Sexual Harassment
Sexual harassment must be severe or pervasive to create a hostile, abusive, or offensive working environment for which an employer may be liable. In other words, an isolated comment may not be sufficient to support a claim of sexual harassment.  Generally, repeated conduct is required to prove a hostile work environment, which can include jokes, suggestive comments, physical interference with movement, sexual advances, sexual comments, sexual touching, and pornographic material in the workplace.
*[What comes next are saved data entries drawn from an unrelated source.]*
PR #3353, opened 2025-03-15
♻️ Refactor: reduce DefaultCtx from 768 bytes to 736 bytes

ksw2000:
# Description

In the default context, `pathBuffer` and `detectionPathBuffer` can be used as `path` and `detectionPath` directly. We can remove two `string` fields and save `32 bytes` for each context.

```
goos: linux
goarch: amd64
cpu: AMD EPYC 9J14 96-Core Processor                
                                             │   old.txt   │              new.txt               │
                                             │   sec/op    │   sec/op     vs base               │
_Ctx_AcquireReleaseFlow/withoutRequestCtx-16   41.30n ± 1%   39.10n ± 0%  -5.33% (p=0.000 n=25)
_Ctx_AcquireReleaseFlow/withRequestCtx-16      530.8n ± 1%   518.7n ± 1%  -2.28% (p=0.000 n=25)
geomean                                        148.1n        142.4n       -3.82%

                                             │   old.txt    │                new.txt                │
                                             │     B/op     │     B/op      vs base                 │
_Ctx_AcquireReleaseFlow/withoutRequestCtx-16     3.000 ± 0%     3.000 ± 0%       ~ (p=1.000 n=25) ¹
_Ctx_AcquireReleaseFlow/withRequestCtx-16      1.532Ki ± 0%   1.532Ki ± 0%       ~ (p=1.000 n=25) ¹
geomean                                          68.61          68.61       +0.00%
¹ all samples are equal

                                             │  old.txt   │               new.txt               │
                                             │ allocs/op  │ allocs/op   vs base                 │
_Ctx_AcquireReleaseFlow/withoutRequestCtx-16   1.000 ± 0%   1.000 ± 0%       ~ (p=1.000 n=25) ¹
_Ctx_AcquireReleaseFlow/withRequestCtx-16      5.000 ± 0%   5.000 ± 0%       ~ (p=1.000 n=25) ¹
geomean                                        2.236        2.236       +0.00%
¹ all samples are equal

```

## Type of change

## Checklist


ctx.go
```diff
@@ -1832,32 +1830,30 @@ func (c *DefaultCtx) XHR() bool {
...
-	c.detectionPath = c.app.getString(c.detectionPathBuffer)
 
 	// Define the path for dividing routes into areas for fast tree detection, so that fewer routes need to be traversed,
 	// since the first three characters area select a list of routes
-	c.treePath = c.treePath[0:0]
+	c.treePath = ""
 	const maxDetectionPaths = 3
 	if len(c.detectionPath) >= maxDetectionPaths {
-		c.treePath = c.detectionPath[:maxDetectionPaths]
+		c.treePath = utils.UnsafeString(c.detectionPath[:maxDetectionPaths])
```
gaby, line 1856: I think this should use c.app.getString()

gaby (approved):

ctx.go
```diff
@@ -1832,32 +1830,30 @@ func (c *DefaultCtx) XHR() bool {
...
-		c.detectionPathBuffer = utils.TrimRight(c.detectionPathBuffer, '/')
+	if !c.app.config.StrictRouting && len(c.detectionPath) > 1 && c.detectionPath[len(c.detectionPath)-1] == '/' {
+		c.detectionPath = utils.TrimRight(c.detectionPath, '/')
 	}
-	c.detectionPath = c.app.getString(c.detectionPathBuffer)
 
 	// Define the path for dividing routes into areas for fast tree detection, so that fewer routes need to be traversed,
 	// since the first three characters area select a list of routes
-	c.treePath = c.treePath[0:0]
+	c.treePath = ""
```
sixcolors, line 1853: Why replace c.treePath[:0] here?

ksw2000: c.treePath is a string, not a byte slice. The original operation is more complex and provides no additional benefits. Assigning an empty string directly is simpler and more readable.

sixcolors: 👍

ReneWerner87:
I will check it later today and probably merge

ctx.go
```diff
@@ -1832,32 +1831,32 @@ func (c *DefaultCtx) XHR() bool {
 // configDependentPaths set paths for route recognition and prepared paths for the user,
 // here the features for caseSensitive, decoded paths, strict paths are evaluated
 func (c *DefaultCtx) configDependentPaths() {
-	c.pathBuffer = append(c.pathBuffer[0:0], c.pathOriginal...)
+	c.path = append(c.path[:0], c.pathOriginal...)
```
ReneWerner87, line 1834: at that time it was necessary because you have to keep the original url and still need to change the route for recognition

are we sure that this is no longer necessary ? can we test this, or make sure in unittests that it is no longer a problem?

ReneWerner87:
I am still unsure, at that time the additional buffers were necessary to reduce the allocations and preserve the original
can we find the case from back then and check it again?

ctx.go
ReneWerner87: can you test both cases again, with immutable and without immutable? 
I think one case caused problems
because if you had changed the route with Path() inside or the variable and thus the linked string was changed by the caseSensitive, strict routing or unescapePath

ksw2000: I'm trying to send 2 requests, the first one is `bob`, and the second one is `alice`.
I assign the value of c.Path() to the string `p` when requesting the path `bob` and then checking the value of `p` is still not be modified after request `alice`

```go
func Test_Ctx_Path_Immutable(t *testing.T) {
	t.Parallel()
	app := New()
	app.config.Immutable = true

	done1 := make(chan struct{})
	done2 := make(chan struct{})

	flag := false
	var p string
	app.Get("/ctx_path_immutable/:name", func(c Ctx) error {
		if !flag {
			// p should not be changed after the next request
			p = c.Path()
			done1 <- struct{}{}
			flag = true
		} else {
			c.Path()
			done2 <- struct{}{}
		}
		return nil
	})

	// try to GET /ctx_path_immutable/bob
	app.Test(httptest.NewRequest(MethodGet, "/ctx_path_immutable/bob", nil))

	go func() {
		<-done1
		require.Equal(t, "/ctx_path_immutable/bob", p)

		// try to get Alice
		app.Test(httptest.NewRequest(MethodGet, "/ctx_path_immutable/alice", nil))
	}()

	<-done2
	// p must be changed
	require.Equal(t, "/ctx_path_immutable/bob", p)
}
```

ksw2000:
> I am still unsure, at that time the additional buffers were necessary to reduce the allocations and preserve the original can we find the case from back then and check it again?

I reduce the two string fields in the `defautCtx` and keep the original two buffers. I think the `c.detectionPath` and `c.path` can be saved by `[]byte` in the sturct. They can be lazy converted to the string until the user calls c.Path() or c.detectPath().

ReneWerner87:
> > I am still unsure, at that time the additional buffers were necessary to reduce the allocations and preserve the original can we find the case from back then and check it again?
> 
> I reduce the two string fields in the `defautCtx` and keep the original two buffers. I think the `c.detectionPath` and `c.path` can be saved by `[]byte` in the sturct. They can be lazy converted to the string until the user calls c.Path() or c.detectPath().

yes already understood, just want to make sure that we don't have any performance losses(more allocs) or that the strings are not changed by the referencing

I will test this by hand
then merge, have to make sure again, because there was a case back then

ReneWerner87:
really good work, I checked everything again and we also have tests for the cases where I suspected that something could still go wrong

https://github.com/ksw2000/fiber/blob/395c8fafa96719cfcce808876c4b11914ca34efc/app_test.go#L500

thanks for your work and patience

ReneWerner87 (approved):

It does not matter whether your supervisor or co-worker intended the conduct to be harassing.  The conduct is evaluated from the perspective of the victim and the conduct must be unwelcomed.  An important aspect in the prevention of sexual harassment in the workplace is a strong sexual harassment policy that has been provided to and discussed with all employees.  Most companies have sexual harassment policies.  This policy should contain the procedures for reporting sexual harassment, including the person to whom the harassment should be reported.  This is usually the human resources manager.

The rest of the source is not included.